Certaines des entreprises ayant tout migré vers AWS ont dû tirer de pénibles leçons sur la mise en place des architectures applicatives pour assurer la disponibilité des services vitaux, en dépit des perturbations du cloud. Bien sûr, cela implique de penser à la localisation des données stockées, et de concevoir leur réplication et leur sauvegarde. Ces leçons sont également valables pour les principaux autres fournisseurs de services cloud.

Le maintien d’un contrôle de l’architecture sur ce qui semble être un service externalisé est essentiel. Les processus, et même la culture d’entreprise, doivent évoluer pour soutenir une infrastructure à la fois interne et externe. Il est important de conserver de la rigueur dans la conception et la conduite du changement.

Gérer en amont de l’infrastructure

Encore aujourd’hui, il est surprenant de constater à quel point l’informatique reste dépendante d’interfaces en ligne de commande utilisées pour activer des équipements ou des logiciels de manière isolée. De nombreuses entreprises continuent de jauger les futurs employés à l’aune de diplômes démontrant une expertise acquise pour un ensemble de produits spécifiques.

L’interface en ligne de commande n’est pas sans rappeler le pilotage des anciens avions qui utilisaient des commandes physiques distinctes pour chaque moteur, volet d’aile, aileron, etc.

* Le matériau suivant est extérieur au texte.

PR #245, opened 2025-07-26
make checkpointing thread safe

tushar00jain:
Summary:
- the checkpointing wasn't thread safe for http transport so use lock the model in the pre step hook and when we want to transfer the checkpoint

### DIFF
--- a/torchft/manager.py
+++ b/torchft/manager.py
@@ -55,6 +55,7 @@ from torch.distributed.distributed_c10d import AllreduceOptions, ReduceOp, Work
 
 from torchft._torchft import ManagerClient, ManagerServer
 from torchft.checkpointing import CheckpointTransport, HTTPTransport
+from torchft.checkpointing._rwlock import RWLock
 from torchft.futures import future_timeout
 from torchft.work import _DummyWork
 
@@ -216,6 +217,9 @@ class Manager:
         self._load_state_dict_fns: Dict[str, Callable[[object], None]] = {}
         self._user_state_dicts: Dict[str, Callable[[], object]] = {}
 
+        # Protects state dict
+        self._state_dict_lock = RWLock(timeout=timeout.total_seconds())
+
         if load_state_dict and state_dict:
             self.register_state_dict_fn("default", load_state_dict, state_dict)
 
@@ -324,6 +328,21 @@ class Manager:
         # first step is 1
         self._participating_replica_rank: Optional[int] = None
         self._participating_replica_world_size: int = 0
+        self._is_state_dict_read_allowed = True
+
+    def allow_state_dict_read(self) -> None:
+        if self._is_state_dict_read_allowed:
+            return
+
+        self._is_state_dict_read_allowed = True
+        self._state_dict_lock.w_release()
+
+    def disallow_state_dict_read(self) -> None:
+        if not self._is_state_dict_read_allowed:
+            return
+
+        self._is_state_dict_read_allowed = False
+        self._state_dict_lock.w_acquire()
 
     def register_state_dict_fn(
         self,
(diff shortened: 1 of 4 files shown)


torchft/checkpointing/http_transport.py
```diff
@@ -278,7 +279,13 @@ def _to_cpu(values: List[T], pin_memory: bool) -> List[T]:
                 else:
                     out.append(v.cpu())
             else:
-                out.append(v)
+                if isinstance(v, DTensor):
+                    clone = distribute_tensor(
+                        v.to_local().clone(), v.device_mesh, v.placements
```
d4l3k: Is `v.clone()` not sufficient? What does that do? Do we also need special logic for cuda DTensors?

torchft/checkpointing/http_transport.py
```diff
@@ -278,7 +279,13 @@ def _to_cpu(values: List[T], pin_memory: bool) -> List[T]:
                 else:
                     out.append(v.cpu())
             else:
-                out.append(v)
+                if isinstance(v, DTensor):
```
d4l3k: should we rename `_to_cpu` to `_clone_cpu`?

d4l3k (commented):
Is there some other way we can handle this? 

Two main concerns:

* cloning has significant memory impact
* send_checkpoint may race with the first inner optimizer step so cloining in _to_cpu may not even be safe

I thought with the DiLoCo implementation we had a second copy of the weights to compute the pseudo gradient. Can we not reuse those for the state_dict transfer?

torchft/checkpointing/http_transport.py
tushar00jain: > Is v.clone() not sufficient?

tried it and didn't work. it made an empty dtesnor. took a long time to figure how to clone dtensors

tushar00jain:
@d4l3k 

> I thought with the DiLoCo implementation we had a second copy of the weights to compute the pseudo gradient. Can we not reuse those for the state_dict transfer?

the model transfer isn't even controlled by the wrapper in general 

> Is there some other way we can handle this?

thought about blocking everything until checkpoint transfer is complete but that's probably also complicated since the node may never want to transfer checkpoint

tushar00jain:
@d4l3k 

> I thought with the DiLoCo implementation we had a second copy of the weights to compute the pseudo gradient. Can we not reuse those for the state_dict transfer?

the model transfer isn't even controlled by the wrapper in general 

> Is there some other way we can handle this?

thought about blocking everything until checkpoint transfer is complete but that's probably also complicated since the node may never want to transfer checkpoint

tushar00jain:
@d4l3k for the gpu case, we're clone the tensor into cpu memory anyway. thing is we don't control at what inner step the checkpoint will be sent so the regression test ends up being non deterministic. it changes what model parameters are used for syncing, even if we make it thread safe

also on thread safety, the cloning seems to be a blocking call in post step hook, so it shouldn't race with the inner optimizer step?

torchft/manager.py
```diff
@@ -820,11 +839,14 @@ def load_state_dict(self, state_dict: Dict[str, int]) -> None:
         self._batches_committed = state_dict["batches_committed"]
 
     def _manager_state_dict(self) -> Dict[str, object]:
-        assert len(self._user_state_dicts) > 0, "user state_dict is not initialized."
-        return {
-            "user": {key: value() for key, value in self._user_state_dicts.items()},
-            "torchft": self.state_dict(),
-        }
+        with self._state_dict_lock.r_lock():
```
d4l3k, line 828: we already have `allow_checkpoint` and `disallow_checkpoint` in HTTPTransport -- can we reuse those instead?

tushar00jain: - that also requires copying over state dict to the http transport
- or keeping some tracking on which step was transferred last to the http transport

with a separate lock, we can decouple checkpoint specific logic with training logic

torchft/manager.py
```diff
@@ -324,6 +328,21 @@ def __init__(
         # first step is 1
         self._participating_replica_rank: Optional[int] = None
         self._participating_replica_world_size: int = 0
+        self._is_state_dict_read_allowed = True
+
+    def allow_state_dict_read(self) -> None:
```
d4l3k, line 333: Can we add specific tests for these methods? Lock logic is pretty risk prone so would be nice to have unit test coverage for these

d4l3k (approved):
Seems reasonable to me -- just want to add a unit test specifically on the lock

PR #247, opened 2025-07-26
return work from manager allreduce

tushar00jain:
Summary:
returns the work object so we can be more flexible with the usage

---
Stack created with [Sapling](https://sapling-scm.com). Best reviewed with [ReviewStack](https://reviewstack.dev/pytorch/torchft/pull/247).
* #249
* #240
* #248
* #245
* #243
* __->__ #247
* #246
* #244

### DIFF
--- a/torchft/collectives.py
+++ b/torchft/collectives.py
@@ -18,6 +18,7 @@ from torch.distributed.distributed_c10d import (
     AllreduceOptions,
     AllToAllOptions,
     ReduceScatterOptions,
+    Work,
 )
 from torch.futures import Future
 
@@ -288,7 +289,7 @@ def allreduce_quantized(
     opts: AllreduceOptions | ReduceOp,
     process_group: "ProcessGroup",
     sync_stream: cuda.Stream | None = None,
-) -> Future[list[torch.Tensor]]:
+) -> Work:
     """
     Performs a quantized all-reduce operation on a list of tensors.
 
@@ -379,10 +380,18 @@ def allreduce_quantized(
             [torch.split(quantized_tensors_out.view(world_size, -1), 1)[rank]],
             _to_allgather_options(allreduce_opts),
         )
+
+        # NOTE: This is not supposed to be used with gloo, only with NCCL.
+        # So we setup the stream dependency here by calling work.wait(),
+        # which doesn't block the CPU.
+        #
+        # The future callback below will run after the work has been
+        # completed.
+
         work.wait()
         fut = work.get_future()
 
-        def callback(fut: Future[list[torch.Tensor]]) -> list[torch.Tensor]:
+        def callback(fut: Future[list[torch.Tensor]]) -> None:
             # Dequantize and copy to output buffer.
             nonlocal tensors, quantized_tensors, world_size, sync_stream
 
@@ -391,7 +400,6 @@ def allreduce_quantized(
                 fut.wait()
                 # Dequantize the result back to the original precision
                 fused_dequantize_from_fp8(tensors, quantized_tensors, world_size)
-                return tensors
 
-        fut = fut.then(callback)
-        return fut
+        fut.add_done_callback(callback)
+        return work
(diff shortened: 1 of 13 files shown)


torchft/collectives_test.py
```diff
@@ -94,8 +94,8 @@ def _run_all_reduce_collective(
                     )
                 ]
 
-                fut = allreduce_quantized(tensors, reduce_op, pg)
-                fut.wait()
+                work = allreduce_quantized(tensors, reduce_op, pg)
+                work.get_future().wait()
```
d4l3k: why not just call .wait() here?

torchft/local_sgd.py
```diff
@@ -154,7 +155,8 @@ def _average(self) -> list[torch.Tensor]:
         for p in self._model.parameters():
             # Create a new tensor to store the averaged parameter
             avg_param = extract_local_tensor(p)
-            works.append(self._manager.allreduce(avg_param))
+            work = self._manager.allreduce(avg_param)
+            works.append(work)
```
d4l3k: any reason for this to change?

torchft/local_sgd.py
```diff
@@ -522,8 +525,10 @@ def callback(fut: torch.futures.Future[torch.Tensor]) -> None:
                             flat_buffer[pack_offset : pack_offset + numel].view_as(t)
                         )
 
-            work = work.then(callback)
-            self._allreduce_futures.append(work)
+            fut = work.get_future()
+            fut = fut.then(callback)
```
d4l3k: fut isn't consumed anywhere -- is that intentional?

torchft/work.py
```diff
@@ -0,0 +1,36 @@
...
+class _WorkWrapper(dist._Work):
+    def __init__(
+        self, work: dist._Work, fut: torch.futures.Future[torch.Tensor]
+    ) -> None:
+        super().__init__()
+        self._work = work
+        self._fut = fut
+
+    def wait(self, timeout: Optional[timedelta] = None) -> bool:
+        return True
```
d4l3k, line 34: this should block on the future

d4l3k (changes requested):

torchft/collectives_test.py
tushar00jain: work.wait should have already been called inside manager (as of this diff, it is called there). so we're waiting on the final future

tushar00jain: based on the suggestion you made, we can do work.wait(), and work.wait() calls future.wait()

torchft/local_sgd.py
tushar00jain: i was assuming this modifies the original future, that we then wait on later

torchft/local_sgd.py
tushar00jain: no lol probably just slipped in because of other trial and errors

tushar00jain: reverted

torchft/collectives_test.py
tushar00jain: updated

torchft/work.py
tushar00jain: updated

torchft/collectives.py
```diff
@@ -391,7 +400,6 @@ def callback(fut: Future[list[torch.Tensor]]) -> list[torch.Tensor]:
                 fut.wait()
                 # Dequantize the result back to the original precision
                 fused_dequantize_from_fp8(tensors, quantized_tensors, world_size)
-                return tensors
 
-        fut = fut.then(callback)
-        return fut
+        fut.add_done_callback(callback)
+        return work
```
d4l3k, line 405: should this be using _WorkWrapper ?

tushar00jain: that's returned by manager. the manager calls this method inside allreduce

torchft/local_sgd.py
tushar00jain: it does't so fixed it

PR #248, opened 2025-07-26
option 2 - call worl.wait inside future callback

tushar00jain:


torchft/work.py
```diff
@@ -19,18 +19,3 @@ def wait(self, timeout: Optional[timedelta] = None) -> bool:
...
-class _WorkWrapper(dist._Work):
-    def __init__(
-        self, work: dist._Work, fut: torch.futures.Future[torch.Tensor]
-    ) -> None:
-        super().__init__()
-        self._work = work
-        self._fut = fut
-
-    def wait(self, timeout: Optional[timedelta] = None) -> bool:
-        return True
```
d4l3k, line 33: The original behavior here seems wrong -- wait should wait until the work is fully complete?

torchft/manager.py
```diff
@@ -932,3 +904,59 @@ def warn(self, msg: str) -> None:
...
+
+                return self._tensor
+
+        self._fut = self._fut.then(callback)
+        self._fut = self._manager.wrap_future(self._fut, self._tensor)
+
+        return True
+
+    def get_future(self) -> torch.futures.Future[torch.Tensor]:
+        self.wait()
```
d4l3k: .wait() should be a blocking call, we probably want to invert this logic and make .wait() call get_future() instead

torchft/work.py
tushar00jain: original implementation wasn't meant to work with gloo. it's changing in this diff to do exactly that. we also *want* wait to not block. maybe this overload should be for block_current_stream?

torchft/manager.py
tushar00jain: yep, the .wait() and .get_future() should only be called when we want to block. for diloco, it's called at the sync step. iiuc manager allreduce method doesn't get called from hsdp so it's unrelated there. this also made me realize we call .get_future() for bucketized allreduce though where we don't want to block. thinking we can pass the callback to manager allreduce for that. guess it's not nice api vise to block in this method. so maybe we need option 1 but it seems to have some issues

the .wait() already calls .get_future(), we want to make sure when users of this api call .get_future(), we've already setup the stream dependencies for work and the tensor division

torchft/work.py
tushar00jain: updated the orininal implementation

torchft/manager.py
```diff
@@ -938,3 +925,92 @@ def warn(self, msg: str) -> None:
...
+            torch.futures.Future[torch.Tensor], torch.futures.Future[None]
+        ] = work.get_future()
+
+        self._stream: Optional[torch.cuda.Stream] = (
+            torch.cuda.current_stream() if torch.cuda.is_available() else None
+        )
+
+        self._is_set_future_callback_called = False
+
+    def _set_future_callback(
```
d4l3k, line 947: Why does this need to live in the Work object? Can't we pass the stream + the future to the _WorkWrapper and have it manage things correctly?

tushar00jain: that would be ideal but doesn't work in all cases i think

- for nccl, we need to call work.wait() before doing everything in _set_future_callback(), otherwise stream dependency is not hooked up in the right order i think i.e. we could end up calling future.wait before work.wait
- for cpu, we can't call work.wait() because that'll block 

these 2 conflict with each other, so this is what i came up with

torchft/manager.py
tushar00jain: get_future now calls `block_current_stream`

torchft/manager.py
d4l3k: @tushar00jain you can use `work.synchronize()` to setup the dependency in a guaranteed non-blocking way

tushar00jain: @d4l3k that's for nccl right? for nccl you mentioned `block_current_stream` also just calls `synchronize` but it also works in a non-blocking way for gloo. we needed `block_current_stream` for that because i'm guessing `syncrhronize` does't do that for gloo.


also based on our discussion offline, the current api's work for all cases and have the same semantics as the underlying process group work

- in torchft, we only ever use `work.wait()`, and we call it only when we need to synchronize 
  - for nccl, and gloo with cuda, this sets up stream deps properly with a custom stream that we synchronize on to wait for the allreduce to finish along with the future associated with that work
  - for gloo with cpu, it just blocks until the work is done. the future callbacks run after the work is done
- that was a lie, we also call `work.get_future()` in bucketized allreduce
  - in this case we call `block_current_stream` first to set up stream dep for nccl (just a proxy to work.synchronize), and gloo with cuda. we also add a callback to the future chain but carefully set up the stream dep after all the other stream deps have been set up. that's why we call `block_current_stream` in get_future anyway
  - for gloo with cpu, it doesn't call anything on work because futures anyway run after the work is done
- we will call work.block_current_stream for hsdp in torchtitan -- this is pretty much the same as the case above for bucketized allreduce
- for ddp, we call get_future but don't expect users to do anything besides calling .wait on that future

In the future,

- we can consider creating our own future instead of using torch.futures.Future that sets up stream deps like the way we want it to
- consider simplifying the implementation of `_ManagedWork` (the above will also help us do that)

torchft/manager.py
```diff
@@ -954,3 +941,103 @@ def warn(self, msg: str) -> None:
...
+                return self._tensor
+
+        fut = self._fut
+        fut = fut.then(callback)
+        fut = self._manager.wrap_future(fut, self._tensor)
+        self._fut = fut
+
+        self._is_set_future_callback_called = True
+
+    def wait(self, timeout: Optional[timedelta] = None) -> bool:
```
d4l3k, line 979: .wait() should set a dependency between the work and the current stream -- it looks like we're running all operations on self._stream?

torchft/manager.py
```diff
@@ -954,3 +941,103 @@ def warn(self, msg: str) -> None:
...
+        with (
+            torch.cuda.stream(self._stream)
+            if self._stream is not None
+            else nullcontext()
+        ):
+            self._fut.wait()
+
+        return True
+
+    def block_current_stream(self, timeout: Optional[timedelta] = None) -> None:
```
d4l3k, line 998: we probably shouldn't rely on this until we've thought this through more / tested

tushar00jain: yeah we can test it more before we change the hsdp implementation. think we can also do some other alternative for bucketized allreduce and ddp without having to use block_current_stream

A mesure que les avions se sont sophistiqués, les commandes sont devenues abstraites. Même si les commandes physiques continuent d’exister, elles sont désormais activées par un ensemble de commandes complexes plus abstraites qui ont transformé la façon de piloter.

Il en est de même pour le cloud. Il y a encore des serveurs et des commutateurs sous-jacents, mais les contrôles doivent devenir plus abstraits. Cela signifie que les chargés d’opérations doivent être plus compétents dans l’utilisation de ces commandes, en spécifiant leurs objectifs sans avoir à se préoccuper du fonctionnement de chaque dispositif ou de chaque logiciel. En fin de compte, peu importe sur quel cloud repose la charge de travail d’une application, les opérateurs doivent pouvoir définir les résultats souhaités et laisser les systèmes d’orchestration en assurer la réalisation.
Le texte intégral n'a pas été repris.